Repeat the whole listing, keeping every word and every line intact.

___ Provided entries

PR #255, opened 2016-02-02
Update StudioReader.cs

SiNeumann:
Use luminance as EmissiveColor in 3ds Importer, if 3ds doesn't contain luminance it falls back to Transparent anyway

### DIFF
--- a/Source/HelixToolkit.Wpf/Importers/StudioReader.cs
+++ b/Source/HelixToolkit.Wpf/Importers/StudioReader.cs
@@ -547,7 +547,7 @@ namespace HelixToolkit.Wpf
                         }
 
                         mg.Children.Add(new SpecularMaterial(new SolidColorBrush(specular), specularPower));
-
+                        mg.Children.Add(new EmissiveMaterial((new SolidColorBrush( luminance))));
                         if (name != null)
                         {
                             this.materials[name] = mg;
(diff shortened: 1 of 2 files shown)


Source/HelixToolkit.Wpf/Importers/StudioReader.cs
```diff
@@ -547,7 +547,7 @@ private void ReadMaterial(BinaryReader reader, int chunkSize)
                         }
 
                         mg.Children.Add(new SpecularMaterial(new SolidColorBrush(specular), specularPower));
-
+                        mg.Children.Add(new EmissiveMaterial((new SolidColorBrush( luminance))));
```
objorke: why the extra () and space? ;-)

objorke:
Do we have an example where we can see how this looks?

Source/HelixToolkit.Wpf/Importers/StudioReader.cs
objorke: could this line be added only if luminance is not transparent/undefined?

SiNeumann: Maybe I was to fast with the pull request, I'll add an if clause. Anyway this was just a quirky workaroun, as I use the HelixToolkit.WPF.StudioImport in the Sharp.DX extension. Basically just converting the resulting WPF MeshGeometry3D into the according SharpDX type. So I should add a proper handling for this either by
1. Adding a proper Converter from WPF MeshGeometry3d to SharpDX 
or
2. Port the StudioImporter to HelixToolkit.Wpf.SharpDX

Sorry for the inconvenience.

objorke: Ok, the functionality of the wpf 3DS importer should not be broken.
The plan is to move the importers and exporters into the portable library #42.
I prefer your alternative 1.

______

__Worked solution__:
PR #255, opened 2016-02-02
Update StudioReader.cs

SiNeumann:
Use luminance as EmissiveColor in 3ds Importer, if 3ds doesn't contain luminance it falls back to Transparent anyway

### DIFF
--- a/Source/HelixToolkit.Wpf/Importers/StudioReader.cs
+++ b/Source/HelixToolkit.Wpf/Importers/StudioReader.cs
@@ -547,7 +547,7 @@ namespace HelixToolkit.Wpf
                         }
 
                         mg.Children.Add(new SpecularMaterial(new SolidColorBrush(specular), specularPower));
-
+                        mg.Children.Add(new EmissiveMaterial((new SolidColorBrush( luminance))));
                         if (name != null)
                         {
                             this.materials[name] = mg;
(diff shortened: 1 of 2 files shown)


Source/HelixToolkit.Wpf/Importers/StudioReader.cs
```diff
@@ -547,7 +547,7 @@ private void ReadMaterial(BinaryReader reader, int chunkSize)
                         }
 
                         mg.Children.Add(new SpecularMaterial(new SolidColorBrush(specular), specularPower));
-
+                        mg.Children.Add(new EmissiveMaterial((new SolidColorBrush( luminance))));
```
objorke: why the extra () and space? ;-)

objorke:
Do we have an example where we can see how this looks?

Source/HelixToolkit.Wpf/Importers/StudioReader.cs
objorke: could this line be added only if luminance is not transparent/undefined?

SiNeumann: Maybe I was to fast with the pull request, I'll add an if clause. Anyway this was just a quirky workaroun, as I use the HelixToolkit.WPF.StudioImport in the Sharp.DX extension. Basically just converting the resulting WPF MeshGeometry3D into the according SharpDX type. So I should add a proper handling for this either by
1. Adding a proper Converter from WPF MeshGeometry3d to SharpDX 
or
2. Port the StudioImporter to HelixToolkit.Wpf.SharpDX

Sorry for the inconvenience.

objorke: Ok, the functionality of the wpf 3DS importer should not be broken.
The plan is to move the importers and exporters into the portable library #42.
I prefer your alternative 1.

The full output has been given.